The U.S. government and consumers alike have been questioning gasoline's rise to record price levels and haven't gotten any real answers. Maybe they're just looking down a dead-end road.

How many times have we seen headlines like: "Congress takes aim at high gasoline prices?"

In fact, we ran that on MarketWatch this week. Read the story.

The investigations begin every time consumers cause a ruckus over how much they're paying at the pump to fuel their sport utility vehicles.

Government studies have yet to find that any of the price spikes have come from illegal activity on the part of oil companies.

In 2006, the Federal Trade Commission found examples of price gouging following Hurricane Katrina -- where gasoline was sold above average regional price levels even when the higher prices weren't justified by production, delivery or transportation costs. But it failed to find any instances of illegal market manipulation -- instead blaming the price run up on simple supply-and-demand economics. See archived story.

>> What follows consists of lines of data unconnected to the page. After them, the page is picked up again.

PR #97253, opened 2026-08-28
fix(tui): show status while idle/auto compaction runs (#97239)

### LINKED ISSUE #97239: [Bug]: TUI shows zero feedback while context compaction runs — turn blocks silently for minutes (api_calls=0)
## Summary

With `compression.idle_compact_after_seconds` enabled, a TUI prompt **blocks for minutes with no visible feedback at all** — no reasoning, no status line, no progress — before the actual turn even starts. From the user's chair the agent looks dead. The compaction summary is generated by the **same slow local model** serving the conversation, so a 40-65k-token session takes 4-11 minutes of dead UI.

## Measured (v0.20.6, TUI, local llama.cpp backend at ~55 tok/s)

Session: 44k-64k tokens, `compression.threshold: 0.85`, `idle_compact_after_seconds: 1`.

| Prompt time | What ran before the turn | Block duration | `api_calls` in final turn log |
|---|---|---|---|
| 17:01:10 | Idle compaction of ~64,105 tokens (2 summary attempts) | **651 s** (10.9 min) | 0 |
| 17:36:27 | Idle compaction of ~44,579 tokens | **256 s** (4.3 min) | 0 |

Agent log excerpt (17:36 turn):

```
17:36:27,862 tui prompt accepted
17:36:27,885 Idle compaction: 747s idle >= 1s, ~44,579 tokens > 25,502 floor
17:36:27,889 context compression started: messages=15 tokens=~44,579
17:36:27,922 Auxiliary compression: using custom (qwen3.8-27b)
17:40:02,059 Auxiliary compression: using custom (qwen3.8-27b)   # 2nd attempt
17:40:43,914 context compression done: total_duration_ms=256016
17:40:43,976 Turn ended: reason=interrupted_by_user api_calls=0/100
```

The user interrupted at 256 s because the UI showed nothing. The summary generation itself was a **non-streamed auxiliary call on the primary local model** — the GPU was busy writing a summary the user never sees, while the TUI rendered no "compacting…" state.

## Why this is a bug

1. **Zero TUI feedback.** `compression.progress_notices` (#52995) only routes routine compression statuses to **gateway chat platforms** (`gateway/run.py:_gateway_compression_progress_notices_enabled`). The TUI has no equivalent — there is no status line, no reasoning pane content, nothing, for the entire compaction window. A user cannot distinguish "compacting for 4 minutes" from "agent hung".
2. **Same-model compaction multiplies latency.** With a local model backend, `auxiliary.compression.provider: auto` resolves to the primary model. Compaction of a large session costs minutes at decode speed, and it runs **synchronously in front of the turn** (idle compaction) or at preflight.
3. **No TUI-facing toggle.** The only way to avoid the block is editing `config.yaml` (`idle_compact_after_seconds: 0`); there is no TUI command/setting.

## Expected behavior

- TUI shows a status while compaction runs (e.g. "compacting context… 44k tokens, ~2 min remaining" or at minimum a spinner state), so the user knows the agent is alive.
- Ideally compaction of a local-model session uses a fast auxiliary model when one is configured, or runs at the turn-finish boundary (see #96891) so the user's next prompt is never blocked on it.

## Related

- #96891 — feat(gateway): compact over-threshold sessions when a turn settles (moves compaction off the prompt path)
- #91158 — feat(agent): every compaction names the trigger that fired it
- #93241 — fix(compression): bound large-session compaction
- #79357 — idle_compact_after_seconds never fires in gateway mode (opposite platform, same feature)

## Environment

- Hermes v0.20.6 (v2026.8.27), TUI on Windows 11
- Provider: custom llama.cpp server, Qwen 27B IQ4_XS, ~55 tok/s decode
- `compression: {enabled: true, threshold: 0.85, target_ratio: 0.2, idle_compact_after_seconds: 1, progress_notices: true}`

HexLab98:
## Summary
- Idle/preflight compaction reached the TUI as a generic `lifecycle` status that did not contain `Compacting context`, so the busy bar kept rotating "cogitating"/"running…" with no hint that the turn was blocked on a minutes-long summary.
- Re-tag those in-progress compression lines as `kind="compacting"`, keep that status until `compacted` (no 4s restore), and freeze the FaceTicker verb on "compacting" so the elapsed clock is visible for the whole pause.

Fixes #97239

## Test plan
- [x] `scripts/run_tests.sh tests/tui_gateway/test_compaction_status.py`
- [x] `npx vitest run` in `ui-tui` for `createGatewayEventHandler` + `appChromeBlockedTimers` (compaction cases)
- [ ] TUI: enable `compression.idle_compact_after_seconds`, grow a large session, send a prompt, confirm the status bar shows `compacting…` with a live elapsed duration instead of a silent hang
- [ ] After compaction finishes, confirm the bar returns to the normal busy ticker and the turn proceeds

### DIFF
--- a/agent/conversation_compression.py
+++ b/agent/conversation_compression.py
@@ -96,7 +96,8 @@ _TERMINAL_COMPRESSION_PROVENANCES = frozenset(
 # status as ``kind="compacting"`` (tui_gateway/server.py::_status_update), so
 # drivers like the desktop app can show an explicit "Summarizing…" indicator
 # instead of the transcript appearing to silently reset. Keep the marker phrase
-# intact if you reword COMPACTION_STATUS.
+# intact if you reword COMPACTION_STATUS. Idle/preflight/retry lines do not
+# contain this marker — ``is_compaction_progress_status`` covers those too.
 COMPACTION_STATUS_MARKER = "Compacting context"
 COMPACTION_STATUS = (
     f"🗜️ {COMPACTION_STATUS_MARKER} — summarizing earlier conversation so I can continue..."
@@ -204,6 +205,40 @@ ROUTINE_COMPRESSION_STATUS_SAMPLES = (
         new_ctx=120000, old_ctx=250000
     ),
 )
+
+
+def is_compaction_progress_status(text: str | None) -> bool:
+    """True for in-progress auto-compaction lifecycle lines (not the done edge).
+
+    ``tui_gateway.server._status_update`` re-tags matching ``lifecycle``
+    statuses as ``kind="compacting"`` so TUI and desktop can show a summarizing
+    indicator for the whole pause. Matching only ``COMPACTION_STATUS_MARKER``
+    left idle/preflight/retry lines looking like a hung turn (#97239).
+
+    The terminal ``COMPACTION_DONE_STATUS`` is emitted as ``kind="compacted"``
+    and must not match here.
+    """
+    if not isinstance(text, str):
+        return False
+    body = text.strip()
+    if not body:
+        return False
+    if COMPACTION_STATUS_MARKER in body:
+        return True
+    if body == COMPACTION_DONE_STATUS:
+        return False
+    lowered = body.lower()
+    if "compaction complete" in lowered:
+        return False
+    # Failure-class overflow warning mentions compression but is a blocked
+    # notice, not progress — keep it lifecycle so chat gateways stay loud.
+    if "compression is currently blocked" in lowered:
+        return False
+    return (
+        "compact" in lowered
+        or "compress" in lowered
+        or "context reduced to" in lowered
+    )
 
 
 def _builtin_memory_prompt_snapshot(agent: Any) -> Optional[Tuple[str, str]]:
@@ -5126,6 +5161,7 @@ __all__ = [
     "COMPACTION_STATUS",
     "COMPACTION_DONE_STATUS",
     "COMPACTION_STATUS_MARKER",
+    "is_compaction_progress_status",
     "check_compression_model_feasibility",
     "replay_compression_warning",
     "compress_context",
--- a/tests/tui_gateway/test_compaction_status.py
+++ b/tests/tui_gateway/test_compaction_status.py
@@ -1,9 +1,9 @@
-"""Auto-compaction status re-tagging for the desktop "Summarizing…" indicator.
+"""Auto-compaction status re-tagging for TUI/desktop summarizing indicators.
 
 Auto-compaction reaches the gateway as a generic ``lifecycle`` status. The
-gateway re-tags it as ``kind="compacting"`` so drivers (the desktop app) can
-show an explicit summarizing indicator instead of the transcript appearing to
-silently reset mid-turn.
+gateway re-tags in-progress lines as ``kind="compacting"`` so drivers can
+show an explicit summarizing indicator instead of the turn looking hung
+(#97239). The marker-only match missed idle/preflight/retry wording.
 """
 
 from __future__ import annotations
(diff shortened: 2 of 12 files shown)


Enough1122:

Good fix for #97239. The root cause is real: the marker-only match (`COMPACTION_STATUS_MARKER in body`) missed the idle/preflight/retry wording, so those lines stayed `kind="lifecycle"` and the TUI/desktop showed no summarizing indicator — looking like a hung turn. Moving to `is_compaction_progress_status()` with the explicit negative cases (done edge, "compaction complete", blocked-overflow warning) and a tight test suite (including the full `ROUTINE_COMPRESSION_STATUS_SAMPLES` sweep) is the right shape. The TUI side freezing the verb on "compacting" while keeping the glyph ticking is also clean.

A few points to consider:

1. **The `compacting` flag has no self-clearing timeout — a lost `compacted` event leaves it stuck.** `createGatewayEventHandler.ts` sets `compacting: true` on `kind === 'compacting'` and clears it only on `kind === 'compacted'` (or turn reset / gateway exit). If the completion event is dropped (backend exception mid-compaction, gateway hiccup), the TUI keeps the frozen "compacting" verb indefinitely until the turn ends. Consider a bounded fallback — e.g. clear `compacting` when the next non-compaction `status.update` arrives, or when a `compacting` status is followed by some elapsed window without a `compacted`/`compacting` event. Cheap insurance against a stuck indicator.

2. **`is_compaction_progress_status` is substring-based and will drift with copy.** The broad `"compact" in lowered or "compress" in lowered` fallback is intentional for the known templates, but any future status line that happens to contain "compress"/"compact" (a user-facing message, a quota warning, a settings notice) will be silently re-tagged as `compacting` and freeze the TUI verb. The template sweep test pins today's strings, but it's a change-detector on prose. If you want it to stay substring-based, a safer gate is to match against the known status *template classes* (idle/preflight/retry/routine) rather than a free-text keyword — or at least require the marker *or* an explicit template-class identifier.

3. **`test_is_compaction_progress_status_covers_routine_in_progress_lines` iterates `ROUTINE_COMPRESSION_STATUS_SAMPLES` and asserts every non-done sample returns True.** That's good, but the inverse is weaker — only a handful of negatives are asserted. A reverse contract would be stronger: every non-compaction lifecycle status the gateway can emit (rate-limit, tool errors, connection drops) must return False. A small "known lifecycle samples" list (like the rate-limit string already tested) would guard the false-positive direction without being a snapshot test.

4. Minor: in `tui_gateway/server.py` the `kind === 'compacting'` re-tag happens for *every* lifecycle status whose body passes `is_compaction_progress_status`, including ones that originate from manual `/compact` (already `kind="compressing"`, so unaffected) — fine. Just double-check the "compression is currently blocked" negative case: the test asserts it stays lifecycle, but a blocked notice arguably *should* show a busy indicator if it's mid-turn. Intentional, just confirming it's deliberate.

Nice test coverage overall — the fake-timer test that advances 4001ms and asserts the status stays visible, then drops on `compacted`, is exactly the behavior contract this needs.

kshitijk4poor:
Closing as **implemented on main**.

The content of this PR landed on `main` as commit `3a542bbef4` ("fix(tui): show status while idle/auto compaction runs") — `is_compaction_progress_status()` in `conversation_compression.py`, the widened gateway match in `tui_gateway/server.py::_status_update`, the `compacting` UiState plumbing (`interfaces.ts`, `uiStore.ts`, `createGatewayEventHandler.ts`), and the FaceTicker `verbOverride` freeze are all present on current main; the test files are byte-identical to this branch. Verified against `origin/main@82c95a2a01`.

Thanks @HexLab98 — the fix for #97239 is live.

'No oil company will be hauled into court for price fixing because it is just market forces at work.'

— James Williams, WTRG Economics

Investigations are a given, but what is "equally certain is that Congress will attempt to ignore many of the factors which have contributed to lower refinery output so far this year," said James Williams, an economist at WTRG Economics.

Among those factors are "lingering effects of the 2005 hurricanes, last year's requirement that refiners drop the use of MTBE in gasoline, the requirement for ultra-low sulfur diesel fuel for over-the-road trucking ... higher levels of consumption, [and] difficulties in permitting new refineries, he said. New refineries often face the usual "NIMBY," or not-in-my-back-yard, problems.

" No oil company will be hauled into court for price fixing because it is just market forces at work," Williams said.

Still, story after story on gasoline has talked about putting blame almost solely on the oil companies, accusing them of manipulating the market.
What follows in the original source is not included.